TLDR; [This is a short post but anyhow] You can now achieve content negotiation on Domain Model or even Version (levels 4 and 5) in the same ASP.NET Web API controller.

As I explained in the previous post, there are real opportunities in adopting 5LMT. On one hand, semantic separation of all these levels of media type helps with organic development of a host of clients with different capabilities and needs. On the other hand, it solves some existing challenges of REST-based APIs.



In the last post we explored how we can have a Roy-correct resource organisation (URLs I mean, of course) and take advantage of content-based action selection which is not natively possible in ASP.NET Web API.

Content Negotiation is an important aspect of HTTP. This is the dance between client and server to negotiate on the optimum media type to get a resource. Most common implementation of content negotiation is the server-side one which server decides the format based on the client's preferences expressed by the content of Accept, Accept-Language, Accept-Encoding, etc headers.

For example, the page you are viewing is probably the result of this content negotiation:

Accept: text/html,application/xhtml+xml,application/xml;q=0.9,image/webp,*/*;q=0.8

This basically mean give me HTML or XHTML if you can (q=1.0 is implied here), if not XML should be OK, and if not then I can live with image/webp format - which is Google's experimental media type as I was using Chrome.

So, let's have a look at media types expressed above

text/html  -> Format
application/xhtml+xml -> Format/Schema
image/webp  -> Format

So as we can see, content negotiation at this request mainly deals with format and schema (levels 2 and 3). This level of content negotiation comes out of the box in ASP.NET Web API. Responsibility of this server-side content negotiation falls on MediaTypeFormatters and more importantly  IContentNegotiator implementations. The latter is a simple interface taking the type to be serialised, the request and a list of formatters and returns a ContentNegotiationResult:

IContentNegotiator

public interface IContentNegotiator
{
    ContentNegotiationResult Negotiate(Type type, HttpRequestMessage request, 
        IEnumerable<mediatypeformatter> formatters);
}

This is all well and good. But what if we want to ask for SomeDomainModel or AnotherDomainModel(level 4)? Or even more complex: asking for a particular version of the media type (level 5)? Unfortunately ASP.NET Web API does not provide this feature out of the box, however, using 5LMT this is very easy.

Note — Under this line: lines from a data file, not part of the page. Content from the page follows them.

PR #2264, opened 2025-10-20
Update Box element

kaja-osojnik:
Partial implementation of issue [#2222](https://github.com/oasisprotocol/explorer/issues/2222).

### DIFF
--- a/src/app/components/AppendMobileSearch/index.tsx
+++ b/src/app/components/AppendMobileSearch/index.tsx
@@ -23,6 +23,7 @@ export const AppendMobileSearch: FC<PropsWithChildren<AppendMobileSearchProps> &
         'relative w-full',
         action ? 'grid grid-cols-[1fr_auto_1fr]' : 'flex justify-between',
         isMobile ? 'items-center' : 'items-start',
+        enableMobileSearch ? 'justify-between' : 'justify-center',
       )}
     >
       <div>{children}</div>
--- a/src/app/pages/HomePage/index.tsx
+++ b/src/app/pages/HomePage/index.tsx
@@ -1,7 +1,5 @@
 import { FC, useState } from 'react'
 import { Logotype } from '../../components/PageLayout/Logotype'
-import { styled } from '@mui/material/styles'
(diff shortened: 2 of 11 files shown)


src/app/pages/ProposalDetailsPage/ProposalVotesCard.tsx
```diff
@@ -140,9 +139,9 @@ export const ProposalVotesCard: FC = () => {
         </div>
       </div>
       <ErrorBoundary light={true}>
-        <Box sx={{ height: '704px' }}>
+        <div className="h-[704px]">
```
buberdds: can we remove this hardcoded height? does not make sense to limit table wrapper this way

src/app/components/AppendMobileSearch/index.tsx
```diff
@@ -23,6 +23,7 @@ export const AppendMobileSearch: FC<PropsWithChildren<AppendMobileSearchProps> &
         'relative w-full',
         action ? 'grid grid-cols-[1fr_auto_1fr]' : 'flex justify-between',
         isMobile ? 'items-center' : 'items-start',
+        enableMobileSearch ? 'justify-between' : 'justify-center',
```
buberdds: why this was added? how this affects layout ?

src/app/pages/HomePage/index.tsx
```diff
@@ -25,94 +24,6 @@ export const zIndexHomePage = {
   mobileTooltip: 4,
 }
 
-const HomepageLayout = styled(Box)(({ theme }) => ({
```
buberdds: we can omit migration of HomePage and its components in next PRs as we gonna nuke that page and replace with completely new layout.

src/app/components/AppendMobileSearch/index.tsx
kaja-osojnik: To center the footer on homepage on mobile:
Before:
Screenshot 2025-10-22 at 11 23 54

After:
Screenshot 2025-10-22 at 11 24 37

Let's imagine you have two different representation of the same resource - perhaps one was added recently and can be used by some clients. This representation can be a class with added properties or even more likely, removal of some existing properties which results in a breaking change. How would you approach this? Using 5LMT, we add a new action to the same controller returning the new representation:

public class MyController
{
    // old action
    public SomeDomainModel Get(int id)
    {
        ...
    }

    // new action added
    public AnotherDomainModel GetTheNewOne(int id)
    {
        ...
    }
}
And the request to return each of will be based on the value of the accept
GET /api/My
Accept: application/SomeDomainModel+json
or to get the new one:
GET /api/My
Accept: application/AnotherDomainModel+json
In order to achieve this, all you have to do is to replace your IHttpActionSelector in the Services of your configuration with MediaTypeBasedActionSelector.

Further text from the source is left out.